I’m sandwiching my weekend with two foreign films; other than having seen both previews, this is all else I knew going in, from NPR:
“Audiences are being offered an intriguing exercise in double vision over the next couple of weeks: two movies about Palestinian informants and their complicated relationships with Israel’s secret service, one directed by a Palestinian, the other by an Israeli. Their similarities turn out to be nearly as intriguing as their differences.”
Friday’s movie was Omar, the Palestinian offering. What an intriguing film this is. First, I must admit that I am woefully ignorant regarding the details of the conflict between Israel and Palestine. This was a bit of a disadvantage in watching the film, as I did not understand much of the setting: who is walled in and/or out? Which side is which? Who are the occupiers and who are the occupied and just what do those who rebel, rebel against—the occupying itself or the insistence that more than mere occupation occur? Yes, the back of my mind stayed quite busy as I watched.
In spite of these tugs and mental questions and aside thoughts, I wasn’t prevented in any sense of being intrigued with the story playing out on the screen: love, betrayal, friendship, family, honor, war, survival and more. I wondered how people can live day to day with shots being fired around them, so much, and for so long, that it simply becomes not an issue of survival but instead just a part of life. And normal. I was smitten with Nadia and the love between her and Omar. I was nauseated by betrayal and torture and calculated killing. And I was torn, watching a plot play out, wanting goodness to fall upon Omar and Nadia, yet unsure of what he stood for. Or why. But I ached for his despair as he says, “We all believed the unbelievable.”

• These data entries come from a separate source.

PR #2908, opened 2026-07-30
Reject nullable delegate receivers without valid narrowing

### LINKED ISSUE #2885: gsc: nullable CLR-delegate receiver invoked without narrowing emits invalid IL or silently null-dereferences
Found while reviewing #2849 / PR #2884. This is separate from #2849: in these cases no valid smart-cast narrowing is in force.

## Summary

Direct call syntax accepts a nullable imported CLR-delegate receiver even when the receiver is unstable or its earlier narrowing has been invalidated. The compiler emits the call instead of reporting a nullability diagnostic. With a same-compilation generic argument, the call can also target the erased `Action<object>.Invoke`; with a receiver reset to `nil`, runtime silently reaches a `NullReferenceException`.

Verified on current `main` and PR #2884 HEAD. The affected cases emit byte-identical bad IL on both, so this is **not a regression** from #2884.

## Minimal invalidated-local repro

```gsharp
package NullableDelegateLocal
import System

class Src { prop N int32 -> 2 }

func Main() {
    let w System.Action[Src] = (s Src) -> System.Console.WriteLine(s.N)
    var n System.Action[Src]? = w
    if n != nil {
        n = nil
        n(Src())
    }
}
```

The assignment invalidates the guard's narrowing, but `n(Src())` compiles with no diagnostic. The emitted program null-dereferences at runtime.

## Other affected receiver shapes

The same direct nullable-delegate call is accepted for receivers that are intentionally not smart-cast-stable:

```gsharp
class Holder {
    var Mutable System.Action[Src]?

    prop Custom System.Action[Src]? -> Mutable

    shared {
        var SharedVar System.Action[Src]?
        let SharedLet System.Action[Src]? = nil
    }

    func Run() {
        if Mutable != nil { Mutable(Src()) }
        if Custom != nil { Custom(Src()) }
        if SharedVar != nil { SharedVar(Src()) }
        if SharedLet != nil { SharedLet(Src()) }
    }
}
```

Affected matrix confirmed during #2884 review:

- mutable instance field
- custom-getter property
- `shared var`
- `shared let`
- local whose prior narrowing is invalidated by assignment

For a source-declared generic argument such as `Src`, affected calls can fail `ilverify` with `StackUnexpected`, comparing the real `Action<Src>` receiver against erased `Action<object>.Invoke`.

## Observed

- compilation succeeds with no nullability diagnostic
- unstable member cases emit invalid IL for source-declared generic arguments
- invalidated-local case can throw `NullReferenceException` at runtime

## Expected

A direct call on a nullable delegate must require a currently valid narrowing/non-null value. Once narrowing is unavailable or invalidated, report a nullability diagnostic. Explicit null-safe invocation or a stable non-null capture should remain the supported alternatives.

## Scope / root-cause lead

The callable branches accept the receiver from its declared nullable CLR delegate shape even when flow analysis did not provide a narrowed type. This must not be fixed by treating unstable members as smart-cast-stable; their instability is deliberate. The call binder should reject the nullable receiver when no valid narrowed type is present.

- diagnostic assertions for all five receiver shapes above
- invalidated-local runtime control proving no silent null dereference is emitted
- stable `let` field/property and non-null local controls that still compile, verify, and run
- source-declared and BCL-only delegate type arguments

DavidObando:
Closes #2885.

## Root cause

Call binding accepted a receiver from its declared nullable delegate shape even
when flow analysis supplied no valid narrowed type. Loop bodies also skipped the
narrowing frame used by `if`, so the new guard rejected legal calls such as:

```gsharp
while d != nil {
    d(1)
}
```

## Fix

- reject nullable delegates across bare, qualified, value-callee, and explicit
  `.Invoke(...)` paths when no valid narrowing exists
- preserve imported CLR stable-member narrowing through access-path identity
- classify imported readonly fields and get-only auto-properties as stable
- bind `while`, condition-only `for`, and clause `for` bodies under their
  condition's full narrowing (`nil` guards, type tests, and `[NotNullWhen]`)
- retain `do ... while` first-iteration semantics and reject unstable members
- report `GS0503` with syntax-valid remedies and exact receiver spans

## BLOCKER 3 proof

- original base `d4038f1d`: imported `Action<int32>?` guarded `while` compiled,
  `Assembly.Load` + `GetTypes()` succeeded, and execution printed `x:1`
- HEAD `1345c180`: same result
- HEAD compiler variants passed for `while`, condition-only `for`, clause `for`,
  nested loops, stable members, `&&`, source types, and nullable classes
- interpreter guarded nullable-function `while` and clause-`for` tests both
  evaluate successfully; existing `if` narrowing remains unchanged
- `do ... while` and loop-guarded unstable members remain `GS0503`

Hand-written base/HEAD matrix: **2 pins, 23 guards**. All 23 guards compile and
run on both; the two pins are the pre-existing general loop-narrowing gaps for a
nullable class and a nullable named delegate. A `while value is T` pin also verifies full condition narrowing.

## Review NITs

- centralized nullable-delegate reporting
- made advice receiver-shape aware: `?(...)` for names/members, `?.Invoke(...)` for indexed/call-result receivers
- moved receiver text extraction inside the `.Invoke` diagnostic path and standardized qualified receivers on member names
- typed public access-path members; source identity remains reference-based, CLR identity uses `MetadataToken` + `Module`
- split CLR stability coverage into two mutation detectors (readonly field, get-only property) and two over-fire guards (`if let`, `!!`)
- fixed both diagnostics tables to put actual code under “Example trigger”
- recorded source-symbol hashing as an equality-consistent, performance-only surviving mutant (constant hash); no correctness gap
- hardened runtime probes with `Assembly.Load` + `GetTypes()`, concurrent pipe
  drains, and whole-process-tree timeout termination

Filed with exact review attribution and `Oahu`:

- #2924
- #2925
- #2943 — known ADR-0069 residual: assignments later in enclosing loop bodies do not invalidate narrowing across back-edges

## Mutation audit

Every control ran first in the same worktree. Every mutation built successfully.

| Semantic branch | Control | Mutated |
|---|---:|---:|
| diagnostic advice | Compiler 0/47 failed | 11/47 failed |
| shared report helper | Compiler 0/47; Core 0/18 | Compiler 23/47; Core 3/18 |
| qualified G# guard | Compiler 0/47 | 8/47 failed |
| qualified CLR guard | Compiler 0/47 | 1/47 failed |
| bare/implicit guard | Compiler 0/47; Core 0/18 | Compiler 13/47; Core 3/18 |
| value-callee guard | Compiler 0/47 | 3/47 failed |
| explicit `.Invoke` guard | Compiler 0/47 | 4/47 failed |
| root receiver syntax | Compiler 0/47 | 3/47 failed |
| nested receiver syntax | Compiler 0/47 | 1/47 failed |
| CLR member narrowing | Compiler 0/47 | 1/47 failed |
| CLR narrowed-read reconstruction | Compiler 0/47 | 1/47 failed |
| CLR access-path identity | Compiler 0/47 | 1/47 failed |
| CLR stable-path construction | Compiler 0/47 | 1/47 failed |
| readonly-field stability | Compiler 0/47 | 1/47 failed |
| get-only-property stability | Compiler 0/47 | 1/47 failed |
| condition-loop frame | Compiler 0/47; Interpreter 0/2 | Compiler 7/47; Interpreter 1/2 |
| clause-loop frame | Compiler 0/47; Interpreter 0/2 | Compiler 2/47; Interpreter 1/2 |
| null-safe advice shape | Compiler 0/1 | Compiler 1/1 for each forced advice branch |
| full loop condition narrowing | Compiler 0/10 | Compiler 1/10 (`while value is string`) |
| CLR member value identity | Core 0/2 | Core 1/2 |

One additional capture-type refactor produced **0 failures** under isolated
mutation. It was semantically inert and was removed rather than claimed.

## Verification

- Release solution build, static graph, warnings-as-errors: **0 warnings,
  0 errors**
- `Core.Tests`: **6,915 passed, 1 skipped, 0 failed**
- `Compiler.Tests`: **3,802 passed, 0 skipped, 0 failed**
- `Interpreter.Tests`: **470 passed, 0 skipped, 0 failed**
- `LanguageServer.Tests`: **452 passed, 0 skipped, 0 failed**
- `Extensions.Tests`: **104 passed, 0 skipped, 0 failed**
- `Sdk.Tests`: **57 passed, 0 skipped, 0 failed**
- base `e21677f6`: Core **6,913 + 1 skipped**, Compiler **3,756**, Interpreter **468**, LanguageServer **452**, Extensions **104**, SDK **57**; branch deltas **+2 / +46 / +2 / 0 / 0 / 0**

No e2e tests were run locally.

Known residual: ADR-0069 does not yet invalidate a narrowing across a loop back-edge when the invalidating assignment appears later in an enclosing loop body. This pre-existing general flow-analysis gap reproduces on `main` and this branch for nullable classes and delegates; tracked by #2943.

## Corpus

Compiled every `samples/**/*.gs` and `e2etests/**/*.gs` file independently with
base-built and HEAD-built compilers:

- files: **148**
- both succeeded: **139**
- both rejected identically: **9**
- exit differences: **0**
- diagnostic differences: **0**
- byte differences: **0**
- files containing a nullable delegate: **0**

Corpus is therefore only a weak over-fire signal for this change; hand-written
nullable-delegate shapes carry the behavioral proof.


DavidObando:
## Review — PR #2908 (`29c99c6f`), issue #2885

# Verdict: **MERGEABLE** — no blocking issues

Core fix correct end to end. Over-fire hunt clean. No dead hunks left. Author's numbers all check out exactly. Four SHOULD-FIX, five NIT below.

---

## Q5 — actual bug, end to end (verified both failure modes)

Harness = real `gsc.dll` → `dotnet test.dll` child process + `ilverify`. Not `IlVerifier.Verify`.

| | `main` d4038f1d | HEAD 29c99c6f |
|---|---|---|
| Issue repro (`if n != nil { n = nil; n(Src()) }`) | compiles, **`NullReferenceException`** rc=134 | `GS0503`, no emit |
| Unstable member + source generic arg (`h.Mutable(Src())`) | compiles, **`ilverify`: `[StackUnexpected] found 'Action`1<Src>' expected 'Action`1<object>'`** | `GS0503`, no emit |
| Guarded positive (`while d != nil { d(1) }`) | compiles + prints `1` | same |

Both #2885 failure modes reproduce on `main`. Note the invalid-IL case **runs fine** — JIT tolerates it. Execution-only proof misses it; `ilverify` catches it. My verdict rests on process execution *and* ilverify, not `IlVerifier.Verify`.

Three-path parity: interpreter shares `Compilation` → same binder → same GS0503 (confirmed by `Issue2442` `Evaluate` tests now reporting GS0503). LSP path: **`LanguageServer.Tests` 452 passed** on HEAD — author never reported this suite. Also `Extensions.Tests` 104, `Sdk.Tests` 57, all green.

---

## Q1 — loop narrowing matrix (`main` vs HEAD)

### Mutation-invalidates-narrowing (the unsoundness risk) — **PASSES**

| case | main | HEAD | ok? |
|---|---|---|---|
| `while d != nil { d = nil; d(1) }` | NRE | `GS0503` | ✅ |
| `while d != nil { d(1); d = nil }` | ok | ok | ✅ sound, cond re-checked |
| `for var i=0; d != nil; i++ { d = nil; d(1) }` | NRE | `GS0503` | ✅ |
| `for d != nil { d = nil; d(1) }` | NRE | `GS0503` | ✅ |
| `for ...; d != nil && i<3; d = nil` (post mutates) | ok | ok | ✅ sound |
| lambda captures + mutates `d`, then `d(1)` | NRE | `GS0503` | ✅ |
| `d = nil` then `continue` then `d(1)` | NRE | `GS0503` | ✅ |
| narrowing leaks past loop end (`while d != nil {break}; d(1)`) | ok | `GS0503` | ✅ frame popped |

Mechanism is sound: `InvalidateNarrowingsForAssignedVariables` (`StatementBinder.Narrowing.cs:104`) walks **all** frames, so the new loop frame is invalidated identically to `if` frames. `finally` pop at `StatementBinder.Loops.cs:652` is correct.

### Residual hole (pre-existing, NOT a regression)

Loop **back-edge** does not invalidate narrowing:
```gsharp
while d != nil { for var i=0; i<2; i++ { d(1); d = nil } break }   // A5
if    d != nil { for var i=0; i<2; i++ { d(1); d = nil } }         // A6
if    c != nil { for var i=0; i<2; i++ { c.M(); c = nil } }        // B7 nullable class
```
All three: **NRE on `main` AND on HEAD, byte-identical**. B7 proves it is a general ADR-0069 engine hole (nullable class, `if` guard), not delegate-specific and not introduced here. See SHOULD-FIX 4.

### Control flow / other narrowing forms

| shape | main | HEAD |
|---|---|---|
| `try`/`finally` inside guarded loop | — | ✅ runs |
| `defer` inside guarded loop | — | ✅ runs |
| `continue` (no mutation) | — | ✅ narrowing preserved |
| nested `if` inside guarded loop | — | ✅ |
| nested guarded `while` | — | ✅ |
| `&&` composed loop condition | — | ✅ |
| `\|\|` loop condition (`d != nil \|\| i<1`) | **NRE** | ✅ `GS0503` |
| `do...while` | compiles, unguarded 1st iter | ✅ `GS0503` — deliberate, tested (`DoWhileCondition_DoesNotNarrowFirstIteration`), documented in PR body |
| `for-in` / range | unchanged | unchanged (no bool condition — correct) |
| **`while c != nil { c.M() }` nullable class** | **`GS0159` compile error** | ✅ compiles + runs |
| **`while s != nil { s.Length }` nullable string** | **`GS0158` compile error** | ✅ compiles + runs |
| **`while o is string { o.Length }` type-test** | `GS0158` | **still `GS0158`** ← asymmetry, see SHOULD-FIX 2 |
| `if o is string { o.Length }` | ✅ | ✅ |

**Correcting your briefing:** you framed the loop change as risky because it is "thinly pinned at 2 pins". Real picture is the opposite of what that implies. On `main` loop bodies narrowed **nothing at all** — so every nullable *reference*/member shape in a loop was a hard compile error (rows 10–11), and every nullable *delegate* shape compiled by accident (that is #2885). The change is a pure **widening**: it cannot silently change existing emit because the affected programs previously did not compile. That is why pin count is inherently 2. Blast radius is real but the failure mode is "more programs compile", and the full suite (6913 / 3749 / 455 / 452) plus my B-matrix is clean. 2 pins is correct here, not thin.

`SmartCastStability` loop-carried classification: captured loop variable → correctly drops (H5, closure filter); field/property guarded in loop condition → mutable member correctly stays unstable (`LoopGuardedUnstableMember_RemainsRejected`), stable `let` field correctly narrows (`stable-member` case).

---

## Q2 — over-fire hunt: **clean, no false positives**

Corpus: **148 `.gs` files, 0 contain a nullable delegate** — confirmed independently by grep. Corpus is worthless as an over-fire signal, exactly as the author says. Handwritten matrix is the evidence.

Every legitimate narrowing/remedy form **suppresses** GS0503 and runs correctly on HEAD:

`if x != nil` · `if x == nil { return }` early exit · `!!(...)` · `!!.Invoke(...)` · `if let` (local / member / indexed / call-result) · `?(...)` · `?.Invoke(...)` · `&&` short-circuit · guard-then-intervening-call-then-use · guarded `.Invoke` · nested `?.` chain · non-nullable delegate · generic `Action[T]?` param · source `let` field · `prop { get; init; }` · event-like `var` field via `if let` · imported CLR `readonly` field · imported CLR get-only auto-property · `for-in` · ternary on the nullable.

Only newly-rejected programs are the intended ones (unguarded/invalidated nullable delegate call). Sanity check that this is *consistency*, not an arbitrary new restriction: `var c C? = C(); c.M()` is **already** an error on `main` (`GS0159`). Delegates were the outlier. GS0503 brings them in line — and with a far better message than `GS0159`.

`.Invoke` interaction: `x(...)` / `x.Invoke(...)` require narrowing; `x?(...)` / `x?.Invoke(...)` do **not**. Correct.

---

## Q3 — per-assertion justification for the two modified test files

### `test/Compiler.Tests/Emit/Issue1410NullableDelegatePropertyEmitTests.cs`

| assertion | before | after | verdict |
|---|---|---|---|
| `…ShortCircuitAndPlainCallStillThrows` → split, renamed `…ShortCircuit` | asserted `"fallback\ncalled\nvalue\nplain-call-threw\n"` — i.e. `empty.Text()` compiles and **throws `NullReferenceException` at runtime**, caught by `try/catch` | asserts `"fallback\ncalled\nvalue\n"`; short-circuit `?(…)` / `?()` behaviour retained verbatim | **legitimate correction.** Old assertion literally pinned #2885's silent null-deref as *expected behaviour*. |
| new `NullableReferenceReturningDelegateProperty_PlainCallReportsNullableReceiver` | (did not exist) | same `empty.Text()` shape → asserts single error `GS0503` + span `Text` | **legitimate.** The removed behaviour was **converted, not deleted** — the same source shape is still covered, now asserting the correct outcome. This is the right way to do it. |

Coverage is net **+1** test, not reduced. No papering over.

### `test/Core.Tests/CodeAnalysis/Binding/Issue2442ClosureCallableNarrowingBinderTests.cs`

| assertion | before | after | verdict |
|---|---|---|---|
| `MutableVarLocal_ReassignedBeforeClosureCreation_DoesNotNarrow` | `AssertContainsError(result, "GS0131")` | `"GS0503"` | **legitimate.** GS0131 = `"'{0}' is not a function."` — a *wrong and confusing* message for a nullable delegate whose narrowing was invalidated. GS0503 says exactly what happened. Test still asserts an error; strictly stronger message, not weaker. |
| `MutableVarLocal_ReassignedAfterClosureCreation_DoesNotNarrow` | `GS0131` | `GS0503` | same |
| `MutableVarLocal_ReassignedAcrossLoopIterations_DoesNotNarrow` | `GS0131` | `GS0503` | same |
| class `<remarks>` rewrite (−8/+2 lines) | documented a "pre-existing quirk": CLR-delegate fallback "binds the call successfully whether or not any narrowing is in scope" | "Both named and imported delegate shapes are covered" | **legitimate.** That documented quirk **is** issue #2885. Leaving the comment would have been stale. |
| comment above positive block (−5/+1) | explained why CLR shapes "never reproduced GS0131" | "remain regression coverage for valid closure narrowing" | **legitimate**, same reason. |
| `RefParameter_DoesNotNarrow`, `BareNullableFunctionType_…`, `ClrGenericDelegate_…`, all `AssertClean` positives | unchanged | unchanged | ✅ untouched |

**No test was inverted, weakened, or deleted.** GS0131 remains live for genuine non-callable callees (`Issue2185IndirectCalleeInvocationEmitTests` still green). Zero net test-count change in Core — consistent with 6913 → 6913.

---

## Q7 — my own mutation table (pins and guards counted separately)

**Controls, unmutated, same worktree, before every batch:** Compiler `Issue2885|Issue1410` **0/47 failed**; Core `Issue2442|DiagnosticIdUniqueness` **0/22**; Interpreter `Issue2885` **0/2**. Every mutation below built green (`0 Warning(s), 0 Error(s)`); two initial formulations produced C# compile errors and were **reformulated as inert** (`H1`, `H2` → dead-`&&` guard), not counted as detections.

| # | branch | file:line | mutation (build-green) | Compiler | Core | Interp |
|---|---|---|---|---:|---:|---:|
| H1 | bare-identifier receiver guard | `OverloadResolver.CallBinding.cs:861` | `&& directDelegateVar.Name == null &&` prepended | **13**/47 | **3**/22 | 0/2 |
| H2 | value-callee guard | `OverloadResolver.Invocations.cs:733` | `calleeName == null &&` prepended | **3**/47 | 0 | 0 |
| H3 | G# member guard | `ExpressionBinder.Calls.Arguments.cs:515` | block deleted | **4**/47 | 0 | 0 |
| H4 | CLR member guard | `…Calls.Arguments.cs:753` | block deleted | **1**/47 | 0 | 0 |
| H5 | CLR member narrowed load | `…Calls.Arguments.cs:749` | `ApplyMemberNarrowing(…)` unwrapped | **1**/47 | 0 | 0 |
| H6 | explicit `.Invoke` guard | `ExpressionBinder.Calls.Invocation.cs:1877` | block deleted | **4**/47 | 0 | 0 |
| H7 | receiver-syntax threading | `…Calls.Invocation.cs:1871` | `receiverSyntax ??` dropped | **4**/47 | 0 | 0 |
| H8 | CLR prop in `ApplyMemberNarrowing` | `ExpressionBinder.cs:809` | case forced to `return node` | **1**/47 | 0 | 0 |
| H9 | SmartCast CLR stable path | `SmartCastStability.cs:102` | `when false &&` | **1**/47 | 0 | 0 |
| H10 | imported readonly-field stability | `SmartCastStability.cs:322` | `false &&` | **1**/47 | 0 | 0 |
| H11 | imported get-only-prop stability | `SmartCastStability.cs:340` | `false &&` | **1**/47 | 0 | 0 |
| H13 | `while` / `for cond` frame | `StatementBinder.Loops.cs:532` | reverted to `BindLoopBody` | **7**/47 | 0 | **1**/2 |
| H14 | `for` clause frame | `StatementBinder.Loops.cs:588` | reverted to `BindLoopBody` | **2**/47 | 0 | **1**/2 |
| H15 | shape-aware advice | `DiagnosticBag.Reports.Expressions.cs:309` | ternary forced to `true` | **1**/47 | 0 | 0 |

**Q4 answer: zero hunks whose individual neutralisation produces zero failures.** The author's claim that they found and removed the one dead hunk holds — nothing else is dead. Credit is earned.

I greatly appreciated the many differences of Omar from some of the other films I’ve seen and novels I’ve read in the last few years that are set in the Middle East. Although military conflict seems a constant, a bit of progress is here made regarding women and their role in society. (I didn’t say it was enough progress, but it is some.) On the other hand, torture seems to know no boundaries. I never will understand how a human can treat another human in such ways. Although this makes me happy not to understand how it happens, I suppose it makes me wiser for understanding that it does happen.
The movie’s greatness is that I felt like I did more than watch it; there was an experience.
The movie carried on for a while, setting up these characters’ lives and connections. Then a hard left was made, and the audience fell silent. At that point, had this been a cartoon, we simultaneously would have all leaned in toward the movie, as I was (and it seemed the rest of the near-capacity theater was) captivated with the story on the screen. And as the movie ended, erupting into the loudest silence I may have ever heard, we sat, almost not breathing for a moment before we began to rustle about, catching our breath and trying to process all that we had seen.
Two days later, the movie still sits heavily in me. I’m even more interested in seeing the other offering later this afternoon. Thoughts on that, of course, to come later.